Depending on the exposure-response relationships available different noise indicators are required for the quantification of impacts. Examples of indicators that are commonly used are equivalent noise levels for different times of day, e.g. LAeq(7.00-19.00), LAeq(19.00-23.00), LAeq(23.00-7.00) and the compound day-evening-night noise indicator LDEN (see European Commission, 2002 for details on noise indicators). Usually noise levels are calculated as incident sound at the façade of the buildings

6.2 Valuation of Annoyance Given its high importance for the results and the challenges in its measurement, the value of annoyance caused by noise requires particular consideration. The main cost component of annoyance is disutility experienced, for which no market exists. Stated preference (SP) and revealed preference (RP) methods have been employed to estimate the economic value of changes in noise levels. The noise valuation literature is dominated by Hedonic Price (HP) studies (most of them old) on road traffic and aircraft noise of varying quality. HP studies analyse the housing market to explore the extent to which differences in property prices reflect individuals´ willingness-to-pay (WTP) for lower noise levels. Resulting values seem to be problematic to transfer, however, both theoretically and in practice (Day 2001).

The number of SP studies on road traffic noise is increasing, but only a few present WTP in terms of “euro per annoyed person per year” for different annoyance levels (little annoyed, annoyed and highly annoyed), which correspond to the endpoints of exposure-response functions. Due to the low number of studies that can be used for this approach, a “second-best” alternative was to evaluate the SP studies available with regards to quality (e.g. avoid using studies with scenarios based on changes in exposure rather than annoyance and health impacts), choose the best ones, and calculate a value in terms of “euro per dB per person per year”. This was done by Navrud (2002) to establish an EU-value.

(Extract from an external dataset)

PR #188, opened 2015-10-10
Simplify visual perception of findParam

kapral18:
If there are more than 3 bracket pairs on one line in functional coding style, visual decoding becomes much more challenging than the code itself. This is just a suggestion.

To enable the application of the exposure-response functions predicting annoyance reactions on the population level as recommended by European Commission (2002), the project HEATCO’s carried out stated preference surveys in five European countries (see Navrud et al. 2006). Based on surveys in Germany, Hungary, Norway, Spain, Sweden and the UK, values for application in Europe were derived for the annoyance levels highly annoyed, annoyed and little annoyed.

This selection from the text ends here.